» **Goal of the exercise**: Select all lines holding the word "useful" from the entries that follow.

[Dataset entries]

□ □ □ □ □

PR #1421, opened 2024-03-12
feat: PDF handout (slides on top, notes bottom of page)

oripka:
This pull request introduces a new option for slide export. It allows for the creation of an A4 page with the slide on the top and the speaker notes on the bottom.

The footer of the pages is customizable using a custom component `handout-bottom.vue`, similar to `global-bottom.vue` for slides.

Optionally, it can create cover pages by passing the `--cover` option, which then renders another custom component `handout-cover.vue`. Both of these components need to be in your theme or project root.

I have added some example components to the starter.

### Example Usage

```
cd demo/starter
node node_modules/@slidev/cli/bin/slidev.js export --handout --cover
```

The code creates 2 temporary files:

- A cover PDF (also accessible via /cover)
- A temporary handout PDF (also accessible via /handout), which forms the bottom part of the final handout

It then prepends the cover and merges slides and handouts. In this way, we can reuse the slide generation code. However, this breaks hyperlinks. Therefore, I have ensured to perform all necessary calculations to make them clickable also in the final PDF.

The final file will be: `handout-slides-export.pdf`

## Caveat

This feature requires the inclusion of this pull request to work properly: https://github.com/slidevjs/slidev/pull/1419
Without it, each click exports a slide, which then desynchronizes the merge with the notes causing errors.

### Terminology

Since the term "notes" was already taken, I called the API "handout", but it might be confusing, as /handout is just a helper page to generate the lower part of the final handout and will be merged with the slides to create the final handout.

### Fix `pageNumber` param

Somehow the pageNumber param does not get passed to HandoutBottom here: <HandoutBottom :pageNumber="index + 100" /> in PrintHandout.vue. This may be due to the way the component is imported. It would be nice to have, because for now, the page numbering is hardcoded in Slidev and not customizable.

### Configure output name

Allow configuring the output name of the handout

[handout-slides-export.pdf](https://github.com/slidevjs/slidev/files/14575271/handout-slides-export.pdf)

### DIFF
--- a/packages/client/composables/useNav.ts
+++ b/packages/client/composables/useNav.ts
@@ -65,6 +65,7 @@ export interface SlidevContextNavState {
   currentRoute: ComputedRef<RouteLocationNormalized>
   isPrintMode: ComputedRef<boolean>
   isPrintWithClicks: ComputedRef<boolean>
+  isHandout: ComputedRef<boolean>
   isEmbedded: ComputedRef<boolean>
   isPlaying: ComputedRef<boolean>
   isPresenter: ComputedRef<boolean>
@@ -237,7 +238,8 @@ const useNavState = createSharedComposable((): SlidevContextNavState => {
   const router = useRouter()
 
   const currentRoute = computed(() => router.currentRoute.value)
-  const isPrintMode = computed(() => currentRoute.value.query.print !== undefined)
+  const isPrintMode = computed(() => currentRoute.value.query.print !== undefined || isHandout.value)
+  const isHandout = computed(() => currentRoute.value.query.handout !== undefined || currentRoute.value.path.startsWith('/handout'))
   const isPrintWithClicks = computed(() => currentRoute.value.query.print === 'clicks')
   const isEmbedded = computed(() => currentRoute.value.query.embedded !== undefined)
   const isPlaying = computed(() => currentRoute.value.name === 'play')
--- a/packages/client/internals/PrintHandout.vue
+++ b/packages/client/internals/PrintHandout.vue
@@ -1,27 +1,25 @@
 <script setup lang="ts">
 import type { RouteRecordRaw } from 'vue-router'
 import { computed } from 'vue'
-
 import NoteDisplay from './NoteDisplay.vue'
 
 // @ts-expect-error virtual module
 import HandoutBottom from '/@slidev/global-components/handout-bottom'
 
 const props = defineProps<{ route: RouteRecordRaw; index: number }>()
-
 const route = computed(() => props.route)
 </script>
 
 <template>
   <div class="break-after-page">
-    <!--TODO: A4 specific, figure out better customization-->
+    <!--A4 specific, figure out better customization-->
     <div class="w-full mt-104 h-176 flex flex-col relative overflow-hidden">
       <NoteDisplay v-if="route.meta?.slide!.noteHTML" :note-html="route.meta?.slide!.noteHTML"
         class="w-full mx-auto px-2 handout-notes" />
 
       <div class="">
         <HandoutBottom  :pageNumber="index + 100" />
-        <!-- TODO: I would like to do this in HandoutBottom, but somehow props don't get passed. -->
+        <!-- I would like to do this in HandoutBottom, but somehow props don't get passed. -->
         <div class="absolute bottom-5 right-0 text-right text-[11px] ">
           {{ index + 1 }}
         </div>
--- a/packages/client/internals/PrintHandout.vue
+++ b/packages/client/internals/PrintHandout.vue
@@ -13,7 +13,6 @@ const route = computed(() => props.route)
 </script>
 
 <template>
-
   <div class="break-after-page">
     <!--TODO: A4 specific, figure out better customization-->
     <div class="w-full mt-104 h-176 flex flex-col relative overflow-hidden">
--- a/packages/client/pages/cover/print.vue
+++ b/packages/client/pages/cover/print.vue
@@ -1,0 +1,62 @@
+<script setup lang="ts">
+import { watchEffect } from 'vue'
+import { useNav } from '../../composables/useNav'
+import { themeVars } from '../../env'
+import { useStyleTag } from '@vueuse/core'
+
+const { isPrintMode } = useNav()
+
+// @ts-expect-error virtual module
+import HandoutCover from '/@slidev/global-components/handout-cover'
+
+watchEffect(() => {
+    if (isPrintMode)
+        (document.body.parentNode as HTMLElement).classList.add('print')
+    else
+        (document.body.parentNode as HTMLElement).classList.remove('print')
+})
+
+useStyleTag(`
+html.print,
+html.print body,
+html.print #app {
+  height: auto;
+  overflow: auto;
+}
+html.print #page-root {
+  height: auto;
+  overflow: hidden;
+}
+html.print * {
+  -webkit-print-color-adjust: exact;
+}
+html.print {
+  width: 100%;
+  height: 100%;
+  overflow: visible;
+}
+html.print body {
+  margin: 0 auto;
+  border: 0;
+  padding: 0;
+  float: none;
+  overflow: visible;
+}
+
+@page {
+  size: A4;
+  margin-top: 1.0cm;
+  margin-bottom: 1.0cm;
+  margin-left: 1.5cm;
+  margin-right: 1.5cm;
+}
+`)
+</script>
+
+<template>
+    <div id="page-root" class="grid grid-cols-[1fr_max-content]" :style="themeVars">
+        <HandoutCover />
+    </div>
+</template>
+
+<style lang="postcss"></style>
--- a/packages/slidev/node/cli.ts
+++ b/packages/slidev/node/cli.ts
@@ -535,96 +535,6 @@ cli.command(
   },
 )
 
-cli.command(
-  'export-handout [entry..]',
-  'Export handout to PDF',
-  args => exportOptionsHandout(commonOptions(args))
-    .strict()
-    .help(),
-  async (args) => {
-    const { entry, theme } = args
-    process.env.NODE_ENV = 'production'
-    const { exportHandout, getExportOptionsHandout } = await import('./commands/export')
-    const port = await getPort(12445)
-
-    for (const entryFile of entry as unknown as string) {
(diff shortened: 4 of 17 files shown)


packages/slidev/node/commands/export.ts
KermanX, line 1: Can we simplify the handout print logic here? There seems to be some duplicated code. And is that possible to have the cover and the content on a single page, so that we don't need to concat them and recalculate the links manually?

packages/client/composables/useNav.ts
```diff
@@ -241,7 +242,8 @@ const useNavState = createSharedComposable((): SlidevContextNavState => {
   const router = useRouter()
 
   const currentRoute = computed(() => router.currentRoute.value)
-  const isPrintMode = computed(() => currentRoute.value.query.print !== undefined)
+  const isHandout = computed(() => currentRoute.value.query.handout !== undefined || currentRoute.value.path.startsWith('/handout'))
+  const isPrintMode = computed(() => currentRoute.value.query.print !== undefined || isHandout.value)
```
KermanX, line 246: Could we use `/print?print=handout` instead of `/handout` as the path?

packages/slidev/node/virtual/global-components.ts
```diff
@@ -16,6 +16,18 @@ function createGlobalComponentTemplate(layer: 'top' | 'bottom'): VirtualModuleTe
               join(root, 'GlobalTop.vue'),
             ]
           }
+          else if (layer === 'handout-bottom') {
+            return [
+              join(root, 'handout-bottom.vue'),
+              join(root, 'HandoutBottom.vue'),
+            ]
+          }
+          else if (layer === 'handout-cover') {
```
KermanX, line 25: I am not sure whether `handout-cover` should be a global layer or a layout.

packages/client/pages/cover/print.vue
```diff
@@ -0,0 +1,62 @@
+<script setup lang="ts">
+import { watchEffect } from 'vue'
+import { useNav } from '../../composables/useNav'
+import { themeVars } from '../../env'
+import HandoutCover from '#slidev/global-components/handout-cover'
+
+const { isPrintMode } = useNav()
+
+watchEffect(() => {
+  const html = document.body.parentNode as HTMLElement
```
KermanX, line 10: I think maybe we don't need a `.print` class here. Because when this component is loaded, the page must be in the print mode.

KermanX (approved):
Thanks for your contribution! I think this feature is quite useful. btw, the commits I pushed earlier contain no actual function-related changes.

packages/slidev/node/commands/export.ts
oripka: I kept the cover and content separate because I use the same cover layout not only for a slide handout but also for a lab guide hand out (which is another PDF but generated from a Nuxt content site).

In general I like the idea of having the content on a single page. Now that you mention it I don't remember why I did it in two steps..

packages/client/composables/useNav.ts
oripka: I kept it separate in order to not mess with the existing components e.g. `PrintSlide.vue`, `PrintContainer.vue` but If we want to have it rendered in one step, it would make sense to have i in one route

oripka:
> Thanks for your contribution! I think this feature is quite useful. btw, the commits I pushed earlier contain no actual function-related changes.

Thanks for having a look at it and cleaning it up. I really appreciate it. I fetched your changes and seems to work. Thanks also for

packages/client/internals/PrintHandout.vue
```diff
@@ -13,13 +13,15 @@ const route = computed(() => props.route)
...
-        class="w-full mx-auto px-2 handout-notes" />
+      <NoteDisplay
+        v-if="route.meta?.slide!.noteHTML" :note-html="route.meta?.slide!.noteHTML"
+        class="w-full mx-auto px-2 handout-notes"
+      />
 
       <div class="">
-        <HandoutBottom :pageNumber="index + 100" />
+        <HandoutBottom :page-number="index + 100" />
         <!-- I would like to do this in HandoutBottom, but somehow props don't get passed. -->
```
oripka, line 25: I think we can remove the hard-coded page numbering then

packages/slidev/node/commands/export.ts
oripka: By the way I generate the lab guide from a nuxt content site and the issue is that the content is not really structured in pages (or slides). Alas a single nuxt content page can stretch over various print pages. So one does not know exactly where to do a page break. For this reason I just export all nuxt content articles to a single PDF (the browser automatically does the page breaks) and generate the footer with the page numbers separately using my slidev template. Of course this is very specific and certainly out of scope of Slidev. But I just wanted to mention my reason for implementing it in such a weird way ;)

KermanX:
Hello, there is an almost finished PR #1513 which allows users to provide their own print templates. Would that help?

oripka:
@KermanX I synced the current pull request with main. Unfortunately, I did not get around yet to implement the changes you mentioned.

oripka:
> Hello, there is an almost finished PR #1513 which allows users to provide their own print templates. Would that help?

Ok, thanks for the info, I will have a look how to implement it using this PR.

oripka:
> Hello, there is an almost finished PR #1513 which allows users to provide their own print templates. Would that help?

So I am starting to use this the mentioned PR, works but I have one question and one issue I am stuck with.

1. How can I debug export easier, before I could go to /handout in the browser (with my code) but now that the --template parameter was introduced I don't understand how to do live debugging, as --template is only accepted when exporting and not when running in dev mode (so /print in dev mode is always the default print), so one always has to do a new export run to see the result. Makes development a bit painful.

2. This is a template I am working on, I am stuck on how to properly scale the slide to fit to the A4 page with margins etc. it always ends up looking bad. I am sure I use the wrong way to do that (`slideWidth.value`, `provideLocal(injectionSlideScale, computed(() => 0.7))`.

Screenshot 2024-04-16 at 18 01 47



```
<script setup lang="ts">
import { useNav } from '../../composables/useNav'

import NoteDisplay from '../../internals/NoteDisplay.vue'
import { usePrintStyle } from '../../composables/usePrintStyle'
import PrintSlide from '../../internals/PrintSlide.vue'
import { provideLocal } from '@vueuse/core'
import { injectionSlideScale } from '../../constants'
import { useStyleTag } from '@vueuse/core'


const { slidesToPrint, total } = useNav()
import { slideWidth } from '../../env'

slideWidth.value = 740
provideLocal(injectionSlideScale, computed(() => 1))
</script>

<template>
    <div class="w-full px-[1px]"> <!--1px helps to avoid cutting off a tiny bit of content by margins-->
        <div v-for="(slide, index) of slidesToPrint" :key="slide.no"
            class="mx-auto w-full flex flex-col gap-4 break-inside-avoid-page break-after-page">
            <div>

                <div class="relative border-1 border-red w-full">
                    <PrintSlide :key="slide.no" :route="slide" class="mx-auto w-full border-0.5 border-black" />
                </div>

                <div class="flex flex-col w-full mt-12">

                    <div class="h-124 border-red border-2">
                        <NoteDisplay v-if="slide.meta.slide.noteHTML" :note-html="slide.meta.slide.noteHTML"
                            class="max-w-full h-full" />
                    </div>

                    <div class="w-full flex flex-col gap-2">
                        <div class="h-[1px] bg-black w-full" />
                        <div class="mt-2 relative">
                            <div class="top-3.0 absolute left-0 !text-[11px]">© {{ new Date().getFullYear() }} Company
                            </div>
                            <div class="top-3.0 absolute right-0 !text-[11px]">Title - Version</div>
                        </div>
                        <div class="text-right text-[11px] mt-6">
                        {{ index + 1 }} / {{ total }}
                    </div>

                    </div>
             
                </div>

            </div>
        </div>
    </div>
</template>

<style>
@page {
    size: A4;
    margin-top: 1.5cm;
    margin-bottom: 1cm;
}

/* overwrite the class in PrintSlideClick.vue, we want to break every slide
 * 794px fits A4
 * 1 px border (2x 0.5)
 * 26 px margin
 * 740 px slide width
*/
.print-slide-container {
    @apply relative overflow-hidden !break-after-avoid translate-0;
}


html.print,
html.print body,
html.print #app {
    height: auto;
    overflow: auto;
}

html.print #page-root {
    height: auto;
    overflow: hidden;
}

html.print * {
    -webkit-print-color-adjust: exact;
}

html.print {
    width: 100%;
    height: 100%;
    overflow: visible;
}

html.print body {
    margin: 0 auto;
    border: 0;
    padding: 0;
    float: none;
    overflow: visible;
}

@page {
    size: A4;
    margin-top: 1.5cm;
    margin-bottom: 1.0cm;
    margin-left: 1cm;
    margin-right: 1cm;
}
</style>

```

packages/client/setup/routes.ts
```diff
@@ -61,6 +61,16 @@ export default function setupRoutes() {
...
       },
+      {
+        name: 'handout',
+        path: '/handout',
+        component: () => import('../pages/handout/print.vue'),
+      },
+      {
+        name: 'cover',
+        path: '/cover',
+        component: () => import('../pages/cover/print.vue'),
```
antfu, line 72: Can this component be in `/handout` without being a route?

packages/slidev/node/cli.ts
```diff
@@ -611,6 +613,14 @@ function exportOptions<T>(args: Argv<T>) {
       type: 'number',
       describe: 'scale factor for image export',
     })
+    .option('cover', {
+      type: 'boolean',
+      describe: 'prepend cover to handout, needs handout-cover.vue in project',
+    })
```
antfu, line 619: I suppose we don't need this option? We could do it automatically when `handout-cover.vue` presents.

packages/slidev/node/cli.ts
```diff
@@ -611,6 +613,14 @@ function exportOptions<T>(args: Argv<T>) {
...
+    .option('handout', {
+      type: 'boolean',
+      describe: 'Export handout with slides on top and notes on bottom, optionally prepending a cover',
+    })
```
antfu, line 623: Could be `--type=handout` (default to slides). So later, we could merge `export-notes` to `--type=notes` and unify into a single command.

antfu: Oh I see @KermanX is doing `--template` in https://github.com/slidevjs/slidev/pull/1513

We could first discuss there

oripka:
I will close this pull requests in favor of a new one that uses the new export code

□ □ □ □ □

» **Result of the exercise**:
Thanks for your contribution! I think this feature is quite useful. btw, the commits I pushed earlier contain no actual function-related changes.
> Thanks for your contribution! I think this feature is quite useful. btw, the commits I pushed earlier contain no actual function-related changes.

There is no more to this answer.